PROBLEM DESCRIPTION: Each record below has to be printed verbatim.
═════ INPUT DATA
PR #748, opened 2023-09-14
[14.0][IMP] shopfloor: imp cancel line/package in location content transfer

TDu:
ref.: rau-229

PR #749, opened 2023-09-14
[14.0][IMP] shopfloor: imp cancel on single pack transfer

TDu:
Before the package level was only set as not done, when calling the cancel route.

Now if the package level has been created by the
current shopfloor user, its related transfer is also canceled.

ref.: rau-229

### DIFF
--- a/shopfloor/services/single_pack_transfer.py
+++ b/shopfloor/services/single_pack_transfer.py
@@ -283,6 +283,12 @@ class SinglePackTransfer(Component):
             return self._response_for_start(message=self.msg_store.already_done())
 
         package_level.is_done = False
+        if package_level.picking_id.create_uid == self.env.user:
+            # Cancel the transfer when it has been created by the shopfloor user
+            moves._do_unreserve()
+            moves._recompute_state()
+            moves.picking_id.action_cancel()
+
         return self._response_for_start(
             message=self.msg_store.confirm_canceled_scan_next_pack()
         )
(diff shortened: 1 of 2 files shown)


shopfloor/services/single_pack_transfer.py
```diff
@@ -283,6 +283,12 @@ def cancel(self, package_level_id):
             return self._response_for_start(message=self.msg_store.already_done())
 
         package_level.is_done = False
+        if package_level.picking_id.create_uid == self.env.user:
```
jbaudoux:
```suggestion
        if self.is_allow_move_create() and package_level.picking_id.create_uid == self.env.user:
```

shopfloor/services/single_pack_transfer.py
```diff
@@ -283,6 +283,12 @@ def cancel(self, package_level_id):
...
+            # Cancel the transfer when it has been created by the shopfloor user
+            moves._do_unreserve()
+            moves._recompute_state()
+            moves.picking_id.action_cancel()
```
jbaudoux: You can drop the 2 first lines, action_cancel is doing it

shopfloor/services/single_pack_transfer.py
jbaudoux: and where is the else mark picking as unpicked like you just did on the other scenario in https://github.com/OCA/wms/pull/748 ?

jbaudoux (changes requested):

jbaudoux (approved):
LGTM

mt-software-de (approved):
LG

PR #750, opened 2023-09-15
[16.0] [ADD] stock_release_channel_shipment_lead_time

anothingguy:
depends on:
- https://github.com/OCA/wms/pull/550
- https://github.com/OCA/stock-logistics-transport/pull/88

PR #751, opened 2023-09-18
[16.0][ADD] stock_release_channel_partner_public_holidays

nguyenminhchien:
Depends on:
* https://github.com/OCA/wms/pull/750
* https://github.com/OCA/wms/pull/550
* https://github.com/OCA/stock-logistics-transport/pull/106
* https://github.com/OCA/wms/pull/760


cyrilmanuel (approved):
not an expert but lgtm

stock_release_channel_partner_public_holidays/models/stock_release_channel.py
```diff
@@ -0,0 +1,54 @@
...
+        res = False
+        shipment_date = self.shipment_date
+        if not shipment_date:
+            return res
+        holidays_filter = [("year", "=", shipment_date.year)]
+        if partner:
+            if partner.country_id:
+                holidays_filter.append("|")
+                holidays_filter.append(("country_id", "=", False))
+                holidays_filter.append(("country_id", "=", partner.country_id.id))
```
══════════
RESULT OF THIS EXERCISE:
PR #748, opened 2023-09-14
[14.0][IMP] shopfloor: imp cancel line/package in location content transfer

TDu:
ref.: rau-229

PR #749, opened 2023-09-14
[14.0][IMP] shopfloor: imp cancel on single pack transfer

TDu:
Before the package level was only set as not done, when calling the cancel route.

Now if the package level has been created by the
current shopfloor user, its related transfer is also canceled.

ref.: rau-229

### DIFF
--- a/shopfloor/services/single_pack_transfer.py
+++ b/shopfloor/services/single_pack_transfer.py
@@ -283,6 +283,12 @@ class SinglePackTransfer(Component):
             return self._response_for_start(message=self.msg_store.already_done())
 
         package_level.is_done = False
+        if package_level.picking_id.create_uid == self.env.user:
+            # Cancel the transfer when it has been created by the shopfloor user
+            moves._do_unreserve()
+            moves._recompute_state()
+            moves.picking_id.action_cancel()
+
         return self._response_for_start(
             message=self.msg_store.confirm_canceled_scan_next_pack()
         )
(diff shortened: 1 of 2 files shown)


shopfloor/services/single_pack_transfer.py
```diff
@@ -283,6 +283,12 @@ def cancel(self, package_level_id):
             return self._response_for_start(message=self.msg_store.already_done())
 
         package_level.is_done = False
+        if package_level.picking_id.create_uid == self.env.user:
```
jbaudoux:
```suggestion
        if self.is_allow_move_create() and package_level.picking_id.create_uid == self.env.user:
```

shopfloor/services/single_pack_transfer.py
```diff
@@ -283,6 +283,12 @@ def cancel(self, package_level_id):
...
+            # Cancel the transfer when it has been created by the shopfloor user
+            moves._do_unreserve()
+            moves._recompute_state()
+            moves.picking_id.action_cancel()
```
jbaudoux: You can drop the 2 first lines, action_cancel is doing it

shopfloor/services/single_pack_transfer.py
jbaudoux: and where is the else mark picking as unpicked like you just did on the other scenario in https://github.com/OCA/wms/pull/748 ?

jbaudoux (changes requested):

jbaudoux (approved):
LGTM

mt-software-de (approved):
LG

PR #750, opened 2023-09-15
[16.0] [ADD] stock_release_channel_shipment_lead_time

anothingguy:
depends on:
- https://github.com/OCA/wms/pull/550
- https://github.com/OCA/stock-logistics-transport/pull/88

PR #751, opened 2023-09-18
[16.0][ADD] stock_release_channel_partner_public_holidays

nguyenminhchien:
Depends on:
* https://github.com/OCA/wms/pull/750
* https://github.com/OCA/wms/pull/550
* https://github.com/OCA/stock-logistics-transport/pull/106
* https://github.com/OCA/wms/pull/760


cyrilmanuel (approved):
not an expert but lgtm

stock_release_channel_partner_public_holidays/models/stock_release_channel.py
```diff
@@ -0,0 +1,54 @@
...
+        res = False
+        shipment_date = self.shipment_date
+        if not shipment_date:
+            return res
+        holidays_filter = [("year", "=", shipment_date.year)]
+        if partner:
+            if partner.country_id:
+                holidays_filter.append("|")
+                holidays_filter.append(("country_id", "=", False))
+                holidays_filter.append(("country_id", "=", partner.country_id.id))
```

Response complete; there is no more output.